Lines in the records below that contain the word "raise" must each be copied.

§ DATASET EXCERPTS
----

PR #287, opened 2020-12-03
Fixes to tox tests.

kboone:
This PR fixes a few issues with the current tests.

Currently tox doesn't run a bunch of tests because optional dependencies aren't installed (iminuit, emcee, nestle and matplotlib). I added those dependencies.

I also added a marker for "might_download". This marker is used in a lot of the tests, but wasn't previously labeled which spit out warnings.

Finally, I changed tox to run on whatever version of python 3 is available instead of forcing it to find python3.6 which I assume that most people no longer have on their machines.


kbarbary:
Looks good to me

PR #296, opened 2021-03-25
new SALT3 model

djones1040:


benjaminrose:
The CI failures are for code style and tests. Should be easily fixed.

djones1040:
thanks Ben!  Working on this now

djones1040:
this PR goes with https://github.com/sncosmo/sncosmo.github.io/pull/24 for the model files

sncosmo/models.py
```diff
@@ -997,6 +998,317 @@ def colorlaw(self, wave=None):
...
+                         'cdfile': cdfile, 'clfile': clfile}
+
+        # Make filenames into full paths.
+        if modeldir is not None:
+            for k in names_or_objs:
+                v = names_or_objs[k]
+                if (v is not None and isinstance(v, str)):
+                    names_or_objs[k] = os.path.join(modeldir, v)
+
+        # model components are interpolated to 2nd order
```
kbarbary, line 1088: I think of "2nd order" as quadratic, but this is using cubic interpolation. Is there a a wording mismatch?

sncosmo/models.py
```diff
@@ -997,6 +998,317 @@ def colorlaw(self, wave=None):
...
+            values *= self._SCALE_FACTOR
+            self._model[key] = BicubicInterpolator(phase, wave, values)
+
+            # The "native" phases and wavelengths of the model are those
+            # of the first model component.
+            if key == 'M0':
+                self._phase = phase
+                self._wave = wave
+
+        # model covariance is interpolated to 1st order
```
kbarbary, line 1100: "1st order" but using cubic interpolation?

sncosmo/models.py
```diff
@@ -997,6 +998,317 @@ def colorlaw(self, wave=None):
...
+                raise RuntimeError("Unexpected keyword: {}".format(words[i]))
+
+        # Set extinction function to use.
+        if version == 0:
+            raise Exception("Salt2ExtinctionLaw.version 0 not supported.")
+        elif version == 1:
+            self._colorlaw = SALT2ColorLaw(colorlaw_range, colorlaw_coeffs)
+        else:
+            raise Exception('unrecognized Salt2ExtinctionLaw.version: ' +
+                            version)
```
kbarbary, line 1286: Minor comment: `RuntimeError` might be the most appropriate exception here. Also, `version = 0` might indicate that the version keyword wasn't found in the file.

kbarbary (commented):
Cool. Can you add the class to the API reference docs in `docs/reference.rst`?

It looks like there's a fair amount of code duplication with `SALT2Model`, though I haven't taken a close look at the differences. Any thoughts on how we could reduce code duplication here?

sncosmo/models.py
djones1040: this is from the original SALT2 - I don't understand it but I'm hesitant to change it, given that it could indicate something about how the model is generated.  I removed this from the new code because I realized the only thing I really need to change is how the errors are generated, so I just made SALT3Source an instance of SALT2Source and overwrote the error method.

sncosmo/models.py
djones1040: see above

sncosmo/models.py
djones1040: I removed this code from SALT3Source (see comment above), but changed this in the SALT2Source just for fun

djones1040:
thanks so much for doing this review Kyle, just to summarize what I said above -  I realized the only thing I really need to change for SALT3 in sncosmo is how the errors are generated, so I just made SALT3Source an instance of SALT2Source and overwrote the error method in SALT3Source.  Seems to work well.

djones1040:
hey @kbarbary , just sending a reminder - think proposed changes have been made.  Thanks!

kboone:
The latest version looks good to me. If there are no objections, I'll merge it on Monday.

djones1040:
thanks so much @kboone - note PR https://github.com/sncosmo/sncosmo.github.io/pull/24 is also necessary for the data files to be included in the repo

sncosmo/models.py
kbarbary: That was probably me who wrote `Exception` initially! :smile:

kbarbary (approved):

kbarbary:
Looks good, sorry for the delayed re-review!

djones1040:
well crap, merging the new data repository allowed me to catch my error - SALT3 doesn't require an error scaling file, so it's best to not include a "dummy" file as I'd done in the past.  I edited the code to fix the code breaks that happened when the salt3 data were downloaded from the online repository and an "errscalefile" was not found.  Assuming this passes checks, my hope is everything will be good to go now.  Sorry about that!

kboone:
I downloaded the final version, and everything seems to work as expected. I'll merge this.

djones1040:
thanks so much!

PR #298, opened 2021-04-19
Update docs

kboone:
This contains a big update to the `Spectrum` docs, and bunch of small fixes to the rest of the docs for things that have broken over time.


docs/spectrum.rst
```diff
@@ -93,38 +89,45 @@ A spectrum can be rebinned with arbitrary wavelength bins. This returns a new
...
-example, to fit a single spectrum:
+Spectra can be used in fits. Any combination of spectra and photometry is
+allowed. To fit spectra, the times at which the spectra were taken must be
+specified. For example, to fit a single spectrum:
 
 .. code:: python
 
-    >>> model.set(z=0., amplitude=1., t0=0.)
-    >>> sncosmo.fit_lc(model=model, spectra=binned_spectrum,
+    Create the spectrum object, and specify the time at which it was taken.
```
benjaminrose, line 106: Should this line have a leading "#"?

benjaminrose: Same for L109.

benjaminrose:
Thanks @kboone! I'm appreciative that someone found time to work on the documentation.

Two related questions: 1) Once this is merged, should we start a release with SALT3 and these changes? 2) Is there something we can do to ensure future model additions don't break the "List of Built-in Sources"?

kboone:
To avoid this in the future, we should add a test to make sure that the docs compile without errors. There were errors in that build, but they weren't flagged when we were merging PRs.

Yes, I'll put out a new release when this is merged.

docs/spectrum.rst
kboone: Fixed in latest commit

----

§ RESPONSE
+                raise RuntimeError("Unexpected keyword: {}".format(words[i]))
+            raise Exception("Salt2ExtinctionLaw.version 0 not supported.")
+            raise Exception('unrecognized Salt2ExtinctionLaw.version: ' +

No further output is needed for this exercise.